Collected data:
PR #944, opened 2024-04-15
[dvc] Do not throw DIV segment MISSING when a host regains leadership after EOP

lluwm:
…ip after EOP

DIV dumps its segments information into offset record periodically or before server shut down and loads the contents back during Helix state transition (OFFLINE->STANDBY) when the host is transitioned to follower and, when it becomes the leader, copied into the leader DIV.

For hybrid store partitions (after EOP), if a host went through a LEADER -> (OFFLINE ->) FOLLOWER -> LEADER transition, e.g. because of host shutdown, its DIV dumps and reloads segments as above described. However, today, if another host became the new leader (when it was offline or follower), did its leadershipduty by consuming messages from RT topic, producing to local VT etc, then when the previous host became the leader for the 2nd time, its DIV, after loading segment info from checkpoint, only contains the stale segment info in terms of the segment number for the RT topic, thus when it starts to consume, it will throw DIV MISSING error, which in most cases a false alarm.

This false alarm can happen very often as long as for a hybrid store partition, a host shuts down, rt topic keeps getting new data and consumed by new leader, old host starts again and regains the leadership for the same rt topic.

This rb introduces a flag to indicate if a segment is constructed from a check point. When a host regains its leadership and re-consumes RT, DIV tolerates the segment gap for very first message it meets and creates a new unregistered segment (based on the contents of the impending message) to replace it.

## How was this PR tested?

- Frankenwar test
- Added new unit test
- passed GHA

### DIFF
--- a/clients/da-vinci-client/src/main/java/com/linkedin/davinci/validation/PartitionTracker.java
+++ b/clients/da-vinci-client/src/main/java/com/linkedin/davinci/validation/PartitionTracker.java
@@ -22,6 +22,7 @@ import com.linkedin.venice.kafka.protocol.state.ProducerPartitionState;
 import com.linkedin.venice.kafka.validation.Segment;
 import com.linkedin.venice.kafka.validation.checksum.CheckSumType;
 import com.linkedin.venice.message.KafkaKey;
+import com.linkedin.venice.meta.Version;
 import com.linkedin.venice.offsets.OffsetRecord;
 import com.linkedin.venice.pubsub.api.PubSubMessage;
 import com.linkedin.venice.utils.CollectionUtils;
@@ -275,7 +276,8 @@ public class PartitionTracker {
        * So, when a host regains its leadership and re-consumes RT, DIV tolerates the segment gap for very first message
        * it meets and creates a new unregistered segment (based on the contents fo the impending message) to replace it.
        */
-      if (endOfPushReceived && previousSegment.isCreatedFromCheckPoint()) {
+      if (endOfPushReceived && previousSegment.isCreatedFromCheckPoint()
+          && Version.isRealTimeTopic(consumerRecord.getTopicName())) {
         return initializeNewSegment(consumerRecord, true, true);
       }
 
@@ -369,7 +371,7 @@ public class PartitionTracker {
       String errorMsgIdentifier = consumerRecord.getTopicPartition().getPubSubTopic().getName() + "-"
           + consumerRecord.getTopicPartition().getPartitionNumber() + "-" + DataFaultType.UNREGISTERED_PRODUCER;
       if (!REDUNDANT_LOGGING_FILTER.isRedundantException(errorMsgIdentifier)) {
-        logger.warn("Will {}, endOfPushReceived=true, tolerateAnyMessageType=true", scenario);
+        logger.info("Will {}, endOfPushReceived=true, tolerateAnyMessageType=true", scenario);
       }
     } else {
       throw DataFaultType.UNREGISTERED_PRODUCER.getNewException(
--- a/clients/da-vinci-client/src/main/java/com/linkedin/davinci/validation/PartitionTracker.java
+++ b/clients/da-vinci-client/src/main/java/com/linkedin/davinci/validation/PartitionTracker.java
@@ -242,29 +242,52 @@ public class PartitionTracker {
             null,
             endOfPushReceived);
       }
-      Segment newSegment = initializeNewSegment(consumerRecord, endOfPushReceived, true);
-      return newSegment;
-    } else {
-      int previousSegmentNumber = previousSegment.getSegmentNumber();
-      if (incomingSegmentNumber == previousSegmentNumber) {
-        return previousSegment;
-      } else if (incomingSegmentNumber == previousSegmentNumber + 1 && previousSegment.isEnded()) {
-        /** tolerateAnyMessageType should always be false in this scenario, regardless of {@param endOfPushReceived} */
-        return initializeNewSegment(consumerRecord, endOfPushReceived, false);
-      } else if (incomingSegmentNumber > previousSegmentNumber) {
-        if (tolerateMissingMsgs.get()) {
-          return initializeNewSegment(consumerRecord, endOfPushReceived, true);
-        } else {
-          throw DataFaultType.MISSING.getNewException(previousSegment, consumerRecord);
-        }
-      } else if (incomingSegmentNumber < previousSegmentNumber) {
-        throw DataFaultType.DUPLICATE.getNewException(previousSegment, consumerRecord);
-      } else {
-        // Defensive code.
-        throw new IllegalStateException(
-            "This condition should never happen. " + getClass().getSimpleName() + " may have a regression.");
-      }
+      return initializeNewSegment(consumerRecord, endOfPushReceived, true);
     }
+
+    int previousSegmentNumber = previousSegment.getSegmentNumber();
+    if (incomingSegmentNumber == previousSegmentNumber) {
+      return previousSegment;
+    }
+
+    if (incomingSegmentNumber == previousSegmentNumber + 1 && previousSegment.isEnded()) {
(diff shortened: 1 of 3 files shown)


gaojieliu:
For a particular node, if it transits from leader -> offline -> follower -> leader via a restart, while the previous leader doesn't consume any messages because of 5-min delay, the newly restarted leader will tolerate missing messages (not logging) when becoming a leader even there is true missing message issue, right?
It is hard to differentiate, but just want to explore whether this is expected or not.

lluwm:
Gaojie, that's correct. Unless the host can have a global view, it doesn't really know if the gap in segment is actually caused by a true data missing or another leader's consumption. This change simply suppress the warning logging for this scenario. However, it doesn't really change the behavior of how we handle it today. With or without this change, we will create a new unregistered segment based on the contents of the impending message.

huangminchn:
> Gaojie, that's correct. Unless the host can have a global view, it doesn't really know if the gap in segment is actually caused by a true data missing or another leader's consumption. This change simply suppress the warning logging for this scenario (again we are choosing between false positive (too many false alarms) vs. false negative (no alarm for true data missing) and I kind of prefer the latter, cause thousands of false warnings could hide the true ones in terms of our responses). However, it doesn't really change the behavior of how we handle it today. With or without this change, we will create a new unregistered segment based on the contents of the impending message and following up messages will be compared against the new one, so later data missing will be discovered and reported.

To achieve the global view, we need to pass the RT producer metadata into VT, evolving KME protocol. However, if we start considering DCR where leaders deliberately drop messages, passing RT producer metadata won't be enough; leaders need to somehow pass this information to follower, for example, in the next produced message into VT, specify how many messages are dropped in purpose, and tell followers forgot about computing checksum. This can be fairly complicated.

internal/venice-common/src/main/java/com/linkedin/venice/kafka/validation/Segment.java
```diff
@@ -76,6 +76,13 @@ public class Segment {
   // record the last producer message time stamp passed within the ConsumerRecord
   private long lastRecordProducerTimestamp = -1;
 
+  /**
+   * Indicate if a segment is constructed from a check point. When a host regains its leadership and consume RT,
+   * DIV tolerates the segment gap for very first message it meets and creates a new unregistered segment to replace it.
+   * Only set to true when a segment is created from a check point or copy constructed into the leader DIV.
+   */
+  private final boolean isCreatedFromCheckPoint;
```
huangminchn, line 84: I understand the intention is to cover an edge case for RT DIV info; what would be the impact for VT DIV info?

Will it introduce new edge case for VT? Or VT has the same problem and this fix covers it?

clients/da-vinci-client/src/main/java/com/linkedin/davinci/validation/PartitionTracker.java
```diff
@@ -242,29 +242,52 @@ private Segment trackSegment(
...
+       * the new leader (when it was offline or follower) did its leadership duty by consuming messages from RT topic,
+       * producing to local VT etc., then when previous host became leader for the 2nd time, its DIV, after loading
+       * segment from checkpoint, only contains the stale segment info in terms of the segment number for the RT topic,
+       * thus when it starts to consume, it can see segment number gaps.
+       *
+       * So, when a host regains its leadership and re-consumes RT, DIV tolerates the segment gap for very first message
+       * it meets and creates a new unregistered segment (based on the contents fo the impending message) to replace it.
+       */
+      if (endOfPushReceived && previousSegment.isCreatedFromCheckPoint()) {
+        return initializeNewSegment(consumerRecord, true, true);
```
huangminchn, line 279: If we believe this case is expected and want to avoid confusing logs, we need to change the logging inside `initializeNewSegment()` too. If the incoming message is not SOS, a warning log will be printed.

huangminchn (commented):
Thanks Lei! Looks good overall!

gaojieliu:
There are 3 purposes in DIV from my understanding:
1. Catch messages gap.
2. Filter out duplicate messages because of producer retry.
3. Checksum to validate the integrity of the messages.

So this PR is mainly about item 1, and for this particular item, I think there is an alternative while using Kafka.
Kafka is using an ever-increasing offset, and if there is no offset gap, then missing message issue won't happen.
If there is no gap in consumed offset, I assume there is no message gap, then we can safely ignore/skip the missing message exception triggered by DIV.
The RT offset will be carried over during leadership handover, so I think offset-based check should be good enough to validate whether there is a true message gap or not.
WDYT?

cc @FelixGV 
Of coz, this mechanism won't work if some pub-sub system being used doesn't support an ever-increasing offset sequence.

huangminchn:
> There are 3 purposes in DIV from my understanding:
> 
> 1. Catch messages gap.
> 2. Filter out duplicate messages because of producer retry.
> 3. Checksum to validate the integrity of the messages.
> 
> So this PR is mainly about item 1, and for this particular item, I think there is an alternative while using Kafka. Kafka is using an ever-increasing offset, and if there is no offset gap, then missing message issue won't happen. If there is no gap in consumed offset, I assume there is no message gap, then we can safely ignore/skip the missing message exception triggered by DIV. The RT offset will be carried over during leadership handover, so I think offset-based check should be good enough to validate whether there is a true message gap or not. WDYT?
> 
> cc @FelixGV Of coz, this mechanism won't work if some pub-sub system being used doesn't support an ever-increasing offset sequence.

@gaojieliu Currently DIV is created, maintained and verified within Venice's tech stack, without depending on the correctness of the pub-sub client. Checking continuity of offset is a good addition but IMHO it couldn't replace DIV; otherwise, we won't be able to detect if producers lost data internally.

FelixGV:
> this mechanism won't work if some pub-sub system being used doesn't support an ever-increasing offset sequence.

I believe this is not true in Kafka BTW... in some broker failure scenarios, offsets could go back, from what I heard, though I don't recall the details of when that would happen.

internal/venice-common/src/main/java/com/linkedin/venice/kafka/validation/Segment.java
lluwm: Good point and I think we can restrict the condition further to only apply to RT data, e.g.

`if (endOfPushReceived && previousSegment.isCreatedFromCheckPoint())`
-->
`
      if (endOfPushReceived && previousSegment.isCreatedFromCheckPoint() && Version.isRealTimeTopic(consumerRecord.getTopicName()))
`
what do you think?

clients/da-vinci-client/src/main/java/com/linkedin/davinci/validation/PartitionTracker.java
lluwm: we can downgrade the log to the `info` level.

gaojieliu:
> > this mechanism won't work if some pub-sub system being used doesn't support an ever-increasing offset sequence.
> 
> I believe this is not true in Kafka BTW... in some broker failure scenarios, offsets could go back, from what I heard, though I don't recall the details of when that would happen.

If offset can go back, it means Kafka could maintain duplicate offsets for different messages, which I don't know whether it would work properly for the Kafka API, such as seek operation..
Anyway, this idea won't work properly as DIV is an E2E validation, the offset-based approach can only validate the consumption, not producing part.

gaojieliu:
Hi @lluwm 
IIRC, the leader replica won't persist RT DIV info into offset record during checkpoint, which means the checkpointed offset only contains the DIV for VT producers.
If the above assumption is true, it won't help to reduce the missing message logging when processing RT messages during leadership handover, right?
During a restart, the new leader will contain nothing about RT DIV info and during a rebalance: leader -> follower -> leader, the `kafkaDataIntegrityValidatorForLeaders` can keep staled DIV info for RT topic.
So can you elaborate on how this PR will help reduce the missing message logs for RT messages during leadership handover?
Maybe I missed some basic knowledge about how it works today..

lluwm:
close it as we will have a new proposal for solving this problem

> **Aim of the task**: What is needed is a verbatim copy of every line in the records above from the one containing "[dvc] Do not" down to the one containing "DIV dumps its", both included, and nothing more.

> **Exercise response**:
[dvc] Do not throw DIV segment MISSING when a host regains leadership after EOP

lluwm:
…ip after EOP

DIV dumps its segments information into offset record periodically or before server shut down and loads the contents back during Helix state transition (OFFLINE->STANDBY) when the host is transitioned to follower and, when it becomes the leader, copied into the leader DIV.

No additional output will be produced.